◆ **Problem details**:
Treat the line with "### Input Code" as the starting point. Write it out and every line after it through the end of the listing below, exactly.

* * * * *

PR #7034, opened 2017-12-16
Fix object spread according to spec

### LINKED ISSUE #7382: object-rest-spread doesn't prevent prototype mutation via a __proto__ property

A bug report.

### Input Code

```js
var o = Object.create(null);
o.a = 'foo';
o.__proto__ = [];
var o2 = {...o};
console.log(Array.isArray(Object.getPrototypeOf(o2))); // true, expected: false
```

* * * * *

◆ **Answer**:
### Input Code

```js
var o = Object.create(null);
o.a = 'foo';
o.__proto__ = [];
var o2 = {...o};
console.log(Array.isArray(Object.getPrototypeOf(o2))); // true, expected: false
```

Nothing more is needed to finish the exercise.